**Exercise brief**
Tally up the lines in the following entries where the string "resolved" appears, and answer with the number alone.

**Input**
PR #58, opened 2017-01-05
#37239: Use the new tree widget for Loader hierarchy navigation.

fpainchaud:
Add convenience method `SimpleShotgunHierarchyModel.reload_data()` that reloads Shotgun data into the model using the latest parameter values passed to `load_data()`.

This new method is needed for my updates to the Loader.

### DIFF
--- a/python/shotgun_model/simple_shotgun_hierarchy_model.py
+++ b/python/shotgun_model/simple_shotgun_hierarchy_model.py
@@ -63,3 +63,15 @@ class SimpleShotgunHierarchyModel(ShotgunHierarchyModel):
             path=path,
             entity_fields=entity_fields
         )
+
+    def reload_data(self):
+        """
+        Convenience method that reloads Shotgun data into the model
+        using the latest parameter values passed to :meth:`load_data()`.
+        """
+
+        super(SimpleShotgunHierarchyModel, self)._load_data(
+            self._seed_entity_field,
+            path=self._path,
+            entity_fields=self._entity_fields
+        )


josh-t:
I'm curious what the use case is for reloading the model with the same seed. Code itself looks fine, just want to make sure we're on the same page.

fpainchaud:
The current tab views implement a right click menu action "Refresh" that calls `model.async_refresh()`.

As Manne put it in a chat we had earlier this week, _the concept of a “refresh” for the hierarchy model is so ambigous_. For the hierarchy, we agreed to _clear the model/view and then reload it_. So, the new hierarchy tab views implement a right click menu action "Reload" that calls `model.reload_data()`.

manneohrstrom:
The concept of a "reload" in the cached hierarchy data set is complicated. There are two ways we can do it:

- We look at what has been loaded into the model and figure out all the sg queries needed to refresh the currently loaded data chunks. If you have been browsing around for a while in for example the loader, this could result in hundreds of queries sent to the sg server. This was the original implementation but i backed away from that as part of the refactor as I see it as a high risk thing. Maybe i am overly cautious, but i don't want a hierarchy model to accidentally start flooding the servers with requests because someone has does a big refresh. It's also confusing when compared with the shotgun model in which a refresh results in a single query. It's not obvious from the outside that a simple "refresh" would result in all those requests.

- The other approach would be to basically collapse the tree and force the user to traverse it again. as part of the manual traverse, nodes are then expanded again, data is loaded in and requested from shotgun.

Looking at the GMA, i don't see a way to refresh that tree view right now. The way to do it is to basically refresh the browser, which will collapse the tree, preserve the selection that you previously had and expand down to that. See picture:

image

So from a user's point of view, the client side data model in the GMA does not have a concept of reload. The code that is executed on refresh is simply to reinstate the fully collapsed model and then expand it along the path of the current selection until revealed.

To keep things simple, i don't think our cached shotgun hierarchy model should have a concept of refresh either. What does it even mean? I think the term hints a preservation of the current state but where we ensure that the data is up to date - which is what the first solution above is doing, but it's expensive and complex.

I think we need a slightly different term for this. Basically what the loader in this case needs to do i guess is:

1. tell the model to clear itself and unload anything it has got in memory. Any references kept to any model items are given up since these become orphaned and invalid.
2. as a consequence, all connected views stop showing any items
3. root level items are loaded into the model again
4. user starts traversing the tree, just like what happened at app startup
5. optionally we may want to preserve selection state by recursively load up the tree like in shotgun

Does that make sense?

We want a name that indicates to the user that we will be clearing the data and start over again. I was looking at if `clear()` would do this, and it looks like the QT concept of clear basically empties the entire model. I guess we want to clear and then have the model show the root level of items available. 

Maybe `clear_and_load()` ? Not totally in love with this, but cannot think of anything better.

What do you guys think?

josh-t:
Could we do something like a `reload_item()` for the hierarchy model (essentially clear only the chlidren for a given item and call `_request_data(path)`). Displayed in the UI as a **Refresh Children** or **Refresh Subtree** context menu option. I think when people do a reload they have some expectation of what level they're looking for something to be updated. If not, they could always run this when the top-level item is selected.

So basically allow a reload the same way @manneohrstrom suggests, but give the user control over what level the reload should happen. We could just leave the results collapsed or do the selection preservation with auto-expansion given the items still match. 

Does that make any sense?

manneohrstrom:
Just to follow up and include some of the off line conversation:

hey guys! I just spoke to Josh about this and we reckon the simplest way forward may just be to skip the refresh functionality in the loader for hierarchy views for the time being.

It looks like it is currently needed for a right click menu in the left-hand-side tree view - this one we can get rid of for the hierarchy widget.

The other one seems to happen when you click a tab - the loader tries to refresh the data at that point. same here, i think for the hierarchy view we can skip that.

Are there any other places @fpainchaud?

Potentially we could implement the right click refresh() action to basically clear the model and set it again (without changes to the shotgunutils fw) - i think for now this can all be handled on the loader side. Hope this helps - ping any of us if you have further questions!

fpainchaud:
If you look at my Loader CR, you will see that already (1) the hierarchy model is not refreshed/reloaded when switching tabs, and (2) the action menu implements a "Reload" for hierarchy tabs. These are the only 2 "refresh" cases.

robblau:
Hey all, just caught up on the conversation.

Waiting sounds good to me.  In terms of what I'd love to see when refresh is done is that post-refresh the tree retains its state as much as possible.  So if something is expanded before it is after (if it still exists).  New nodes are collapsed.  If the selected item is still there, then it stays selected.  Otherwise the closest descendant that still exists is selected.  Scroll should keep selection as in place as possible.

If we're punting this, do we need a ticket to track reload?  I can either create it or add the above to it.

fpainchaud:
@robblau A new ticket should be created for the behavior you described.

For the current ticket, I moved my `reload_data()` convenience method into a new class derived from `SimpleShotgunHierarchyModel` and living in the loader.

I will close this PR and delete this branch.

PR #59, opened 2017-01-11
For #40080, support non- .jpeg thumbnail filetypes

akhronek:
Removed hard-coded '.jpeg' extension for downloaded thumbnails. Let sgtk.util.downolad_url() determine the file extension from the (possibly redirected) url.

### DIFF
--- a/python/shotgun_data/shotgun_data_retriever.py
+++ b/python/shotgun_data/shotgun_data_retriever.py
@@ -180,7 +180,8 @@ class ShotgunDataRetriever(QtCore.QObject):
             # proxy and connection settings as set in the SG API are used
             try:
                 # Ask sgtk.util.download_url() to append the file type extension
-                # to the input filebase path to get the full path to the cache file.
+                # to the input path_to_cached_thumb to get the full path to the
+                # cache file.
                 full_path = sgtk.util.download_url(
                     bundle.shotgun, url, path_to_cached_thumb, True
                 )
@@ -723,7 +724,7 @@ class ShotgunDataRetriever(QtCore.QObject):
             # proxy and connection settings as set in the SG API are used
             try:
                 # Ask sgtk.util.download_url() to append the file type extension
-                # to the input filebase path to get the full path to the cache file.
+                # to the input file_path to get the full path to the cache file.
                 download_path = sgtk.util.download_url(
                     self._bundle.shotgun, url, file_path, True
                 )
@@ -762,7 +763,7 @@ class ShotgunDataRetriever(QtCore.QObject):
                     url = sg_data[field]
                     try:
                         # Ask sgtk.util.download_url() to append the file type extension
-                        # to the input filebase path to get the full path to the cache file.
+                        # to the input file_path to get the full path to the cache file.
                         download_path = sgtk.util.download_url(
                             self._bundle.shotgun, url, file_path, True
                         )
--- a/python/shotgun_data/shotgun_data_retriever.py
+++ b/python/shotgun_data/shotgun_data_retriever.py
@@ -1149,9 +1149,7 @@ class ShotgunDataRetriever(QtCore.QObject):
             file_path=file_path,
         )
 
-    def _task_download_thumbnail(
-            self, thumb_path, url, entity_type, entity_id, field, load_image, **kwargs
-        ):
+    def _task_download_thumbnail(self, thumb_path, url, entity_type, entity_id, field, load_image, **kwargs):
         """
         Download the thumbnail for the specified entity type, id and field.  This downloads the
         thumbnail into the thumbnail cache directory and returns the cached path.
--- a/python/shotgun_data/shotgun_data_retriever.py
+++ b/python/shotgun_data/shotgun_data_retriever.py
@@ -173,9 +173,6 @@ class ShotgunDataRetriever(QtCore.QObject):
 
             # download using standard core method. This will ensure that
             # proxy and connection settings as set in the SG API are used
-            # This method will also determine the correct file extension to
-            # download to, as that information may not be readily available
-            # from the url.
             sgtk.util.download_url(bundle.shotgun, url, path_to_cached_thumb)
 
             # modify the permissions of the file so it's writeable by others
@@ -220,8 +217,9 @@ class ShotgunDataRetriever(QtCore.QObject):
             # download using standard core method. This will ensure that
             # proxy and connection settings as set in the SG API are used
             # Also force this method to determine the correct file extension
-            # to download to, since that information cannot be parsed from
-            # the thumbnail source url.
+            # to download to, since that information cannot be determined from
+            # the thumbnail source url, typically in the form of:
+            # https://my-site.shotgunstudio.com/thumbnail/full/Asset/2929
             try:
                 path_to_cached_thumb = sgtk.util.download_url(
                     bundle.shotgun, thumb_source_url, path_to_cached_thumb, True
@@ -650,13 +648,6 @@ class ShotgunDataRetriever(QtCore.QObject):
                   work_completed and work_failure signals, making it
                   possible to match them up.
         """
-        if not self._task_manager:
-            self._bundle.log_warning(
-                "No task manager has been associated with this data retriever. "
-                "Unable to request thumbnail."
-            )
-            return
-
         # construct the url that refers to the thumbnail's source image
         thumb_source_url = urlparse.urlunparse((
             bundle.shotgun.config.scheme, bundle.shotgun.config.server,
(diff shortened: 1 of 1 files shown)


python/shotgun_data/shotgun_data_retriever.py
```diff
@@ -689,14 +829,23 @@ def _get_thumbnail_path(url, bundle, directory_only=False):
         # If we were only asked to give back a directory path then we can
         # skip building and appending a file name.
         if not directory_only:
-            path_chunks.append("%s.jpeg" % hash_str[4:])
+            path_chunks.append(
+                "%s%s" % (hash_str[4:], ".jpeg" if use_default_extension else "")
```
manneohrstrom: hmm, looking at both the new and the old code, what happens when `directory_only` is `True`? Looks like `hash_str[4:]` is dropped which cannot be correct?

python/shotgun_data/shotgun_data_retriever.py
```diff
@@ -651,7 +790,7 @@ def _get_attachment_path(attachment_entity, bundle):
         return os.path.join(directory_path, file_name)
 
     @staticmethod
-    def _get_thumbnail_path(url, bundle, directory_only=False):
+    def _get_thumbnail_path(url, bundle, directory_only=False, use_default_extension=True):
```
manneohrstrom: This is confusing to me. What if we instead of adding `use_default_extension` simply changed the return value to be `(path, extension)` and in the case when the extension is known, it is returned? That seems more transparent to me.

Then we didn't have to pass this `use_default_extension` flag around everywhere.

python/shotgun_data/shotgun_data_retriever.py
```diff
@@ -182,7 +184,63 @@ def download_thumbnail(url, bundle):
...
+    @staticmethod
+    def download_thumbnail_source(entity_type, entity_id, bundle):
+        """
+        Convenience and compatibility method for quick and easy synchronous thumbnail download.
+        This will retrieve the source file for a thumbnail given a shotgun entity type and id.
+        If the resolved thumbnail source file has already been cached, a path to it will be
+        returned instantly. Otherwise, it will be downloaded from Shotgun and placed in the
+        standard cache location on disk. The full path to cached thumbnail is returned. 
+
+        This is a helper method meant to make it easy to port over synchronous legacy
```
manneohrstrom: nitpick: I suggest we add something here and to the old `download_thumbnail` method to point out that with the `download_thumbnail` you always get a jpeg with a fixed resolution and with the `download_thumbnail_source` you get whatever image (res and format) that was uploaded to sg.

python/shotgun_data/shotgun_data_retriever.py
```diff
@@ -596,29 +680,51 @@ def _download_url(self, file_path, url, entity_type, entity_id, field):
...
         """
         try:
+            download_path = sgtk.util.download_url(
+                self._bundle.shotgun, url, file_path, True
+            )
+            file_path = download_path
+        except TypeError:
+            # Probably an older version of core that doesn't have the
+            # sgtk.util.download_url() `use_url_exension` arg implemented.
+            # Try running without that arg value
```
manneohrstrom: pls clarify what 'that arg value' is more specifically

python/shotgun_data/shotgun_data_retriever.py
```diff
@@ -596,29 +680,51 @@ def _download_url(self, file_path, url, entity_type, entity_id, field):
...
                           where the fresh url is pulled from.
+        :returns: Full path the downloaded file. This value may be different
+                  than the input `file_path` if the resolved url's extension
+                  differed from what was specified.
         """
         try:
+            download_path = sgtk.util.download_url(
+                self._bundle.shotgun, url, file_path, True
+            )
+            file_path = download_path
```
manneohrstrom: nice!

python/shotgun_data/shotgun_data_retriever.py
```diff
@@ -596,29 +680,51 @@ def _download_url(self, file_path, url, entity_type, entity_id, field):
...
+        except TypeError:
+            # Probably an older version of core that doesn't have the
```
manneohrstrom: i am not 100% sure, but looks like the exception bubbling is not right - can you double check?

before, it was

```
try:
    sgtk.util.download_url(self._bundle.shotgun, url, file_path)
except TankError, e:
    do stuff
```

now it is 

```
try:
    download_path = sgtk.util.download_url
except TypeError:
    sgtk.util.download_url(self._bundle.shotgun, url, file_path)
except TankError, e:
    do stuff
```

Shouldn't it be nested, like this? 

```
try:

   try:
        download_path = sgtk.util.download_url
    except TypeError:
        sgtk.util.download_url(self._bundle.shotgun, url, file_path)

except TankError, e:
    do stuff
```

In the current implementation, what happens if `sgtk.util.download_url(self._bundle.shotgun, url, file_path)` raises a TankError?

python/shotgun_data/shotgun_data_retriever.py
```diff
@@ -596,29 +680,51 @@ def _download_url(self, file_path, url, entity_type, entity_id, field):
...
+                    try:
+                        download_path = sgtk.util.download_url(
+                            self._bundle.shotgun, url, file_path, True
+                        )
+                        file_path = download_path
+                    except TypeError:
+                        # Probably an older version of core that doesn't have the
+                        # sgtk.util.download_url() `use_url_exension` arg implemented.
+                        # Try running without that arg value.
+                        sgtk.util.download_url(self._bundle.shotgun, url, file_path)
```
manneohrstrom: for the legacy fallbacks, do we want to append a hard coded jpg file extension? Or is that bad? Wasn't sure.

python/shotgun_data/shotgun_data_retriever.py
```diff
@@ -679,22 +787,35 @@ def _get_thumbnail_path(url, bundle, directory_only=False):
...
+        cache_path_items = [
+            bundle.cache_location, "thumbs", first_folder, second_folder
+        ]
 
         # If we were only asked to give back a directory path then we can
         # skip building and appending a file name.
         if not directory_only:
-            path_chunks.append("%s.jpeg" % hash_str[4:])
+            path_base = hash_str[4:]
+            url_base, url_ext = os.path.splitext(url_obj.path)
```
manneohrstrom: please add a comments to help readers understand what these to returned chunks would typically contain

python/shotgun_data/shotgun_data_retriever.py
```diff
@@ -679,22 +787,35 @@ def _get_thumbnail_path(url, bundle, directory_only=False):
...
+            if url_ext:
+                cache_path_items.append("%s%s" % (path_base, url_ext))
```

**Response to this task**
2